Altman’s statements Thursday are just one example of how tech companies have nimbly matched the Trump administration’s tone on the risks and regulation of AI.
Microsoft President Brad Smith, who in 2023 also advocated for a federal agency focused on policing AI, said at the hearing Thursday that his company wants a “light touch” regulatory framework.
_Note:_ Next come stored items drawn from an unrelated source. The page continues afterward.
PR #278, opened 2023-04-06
 Implemented Samples.credibility_interval 2.0 (#188 adapted for anesthetic 2.0)

Stefan-Heimersheim:
# Description

Please include a summary of the change and which issue is fixed. Please also include relevant motivation and context.

Fixes # (issue)

# Checklist:

# Tests

Test correct result for Gaussian:
```
means = [[], []]
    stds = [[], []]
    for i in range(1000):
        samples = np.random.normal(loc=2, scale=0.1, size=10000)
        mean, std = credibility_interval(samples, level=0.68)
        means[0].append(mean[0])
        means[1].append(mean[1])
        stds[0].append(std[0])
        stds[1].append(std[1])
    plt.hist(means[0], bins=100, histtype='step', label='lower')
    plt.legend()
    plt.show()
    print("Mean = ", np.mean(means[0]), "+/-", np.std(means[0]))
    print("Std = ", np.mean(stds[0])
```

# Questions

I considered adding a test iff user passes a `NestedSamples` or `MCMCSamples` object then check that they passed the right weights. This would introduce the first anesthetic import into `utils.py` so wanted to double check.
```
# Check if samples is NestedSamples object
if type(samples) == NestedSamples:
    if weights is None:
        assert samples.get_weights() == np.ones(len(samples))
    else:
        assert np.allclose(weights, samples.get_weights())
```

# Notes

Will potentially make a separate PR to implement this method into existing `quantile()` function
```
def cdf(a, w=None, inverse=False, interpolation='linear'):
    """Compute the weighted (inverse) empirical cdf for a 1d array."""
    if w is None:
        w = np.ones_like(a)
    a = np.array(list(a))  # Necessary to convert pandas arrays
    w = np.array(list(w))  # Necessary to convert pandas arrays
    i = np.argsort(a)
    c = np.cumsum(w[i[1:]]+w[i[:-1]])
    c = c / c[-1]
    c = np.concatenate(([0.], c))
    if inverse:
        return interp1d(c, a[i], kind=interpolation)
    else:
        return interp1d(a[i], c, kind=interpolation)


def quantile(a, q, w=None, interpolation='linear'):
    """Compute the weighted quantile for a one dimensional array."""
    icdf = cdf(a, w, inverse=True, interpolation=interpolation)
    quant = icdf(q)
    if isinstance(q, float):
        quant = float(quant)
    return quant
```

```

def test_cdf():
    np.random.seed(3)
    data = np.random.randn(10000)
    weights = np.random.rand(10000)

    CDF = cdf(data, weights)
    ICDF = cdf(data, weights, inverse=True)

    linspace = np.linspace(0, 1, 1001)[1:-1]
    assert_array_almost_equal(linspace, CDF(ICDF(linspace)))

    sigs = [CDF(i)-CDF(-i) for i in [1, 2, 3]]
    assert_allclose(sigs, [0.6827, 0.9545, 0.9973], atol=0.01)
```

### DIFF
--- a/anesthetic/utils.py
+++ b/anesthetic/utils.py
@@ -72,31 +72,20 @@ def compress_weights(w, u=None, ncompress=True):
     extra = (u < fraction).astype(int)
     return (integer + extra).astype(int)
 
-def cdf(a, w=None, inverse=False, interpolation='linear'):
-    """Compute the weighted (inverse) empirical cdf for a 1d array."""
-    if w is None:
-        w = np.ones_like(a)
-    a = np.array(list(a))  # Necessary to convert pandas arrays
-    w = np.array(list(w))  # Necessary to convert pandas arrays
-    i = np.argsort(a)
-    c = np.cumsum(w[i[1:]]+w[i[:-1]])
-    c = c / c[-1]
-    c = np.concatenate(([0.], c))
-    if inverse:
-        return interp1d(c, a[i], kind=interpolation)
-    else:
-        return interp1d(a[i], c, kind=interpolation)
-
-def sample_cdf(samples, interpolation='linear'):
+def sample_cdf(samples, inverse=False, interpolation='linear'):
     """Sample the empirical cdf for a 1d array."""
     samples = np.array(samples)
     samples.sort()
     ngaps = len(samples)-1
     gaps = np.random.dirichlet(np.ones(ngaps))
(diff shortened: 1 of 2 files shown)


Stefan-Heimersheim:
Nevermind, encouraged by @williamjameshandley to embrace the git and have updated the old PR in #188 :)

He added that long waits for federal wetland construction permits are one of the biggest challenges for building new AI data centers in the United States.
In February, Google’s AI lab DeepMind scrapped a long-held pledge not to develop AI that would be used for weapons or surveillance. It is one of several leading AI companies to recently embrace the role of building technology for the U.S. government and military, with executives arguing that AI should be controlled by Western countries.
OpenAI, Meta and AI company Anthropic, which develops the chatbot Claude, all updated their policies over the past year to get rid of provisions against working on military projects.
Max Tegmark, an AI professor at the Massachusetts Institute of Technology and president of the Future of Life Institute, a nonprofit that researches the potential risk of supersmart AI, said the lack of AI regulation in the U.S. is “ridiculous.”
“If there’s a sandwich shop across the street from OpenAI or Anthropic or one of the other companies, before they can sell even one sandwich they have to meet the safety standards for their kitchen,” Tegmark said. “If [the AI companies] want to release super intelligence tomorrow, they’re free to do so.”
Tegmark and others continue to research potential risks of AI, hoping to push governments and companies to reengage with the idea of regulating the technology. A summit of AI safety researchers took place in Singapore last month, which Tegmark’s organization, in an email to media outlets, called a step forward after the “disappointments” of the Paris meeting where Vance spoke.
“The way to create the political will is actually just to do the nerd research,” Tegmark said.
Will Oremus contributed to this report.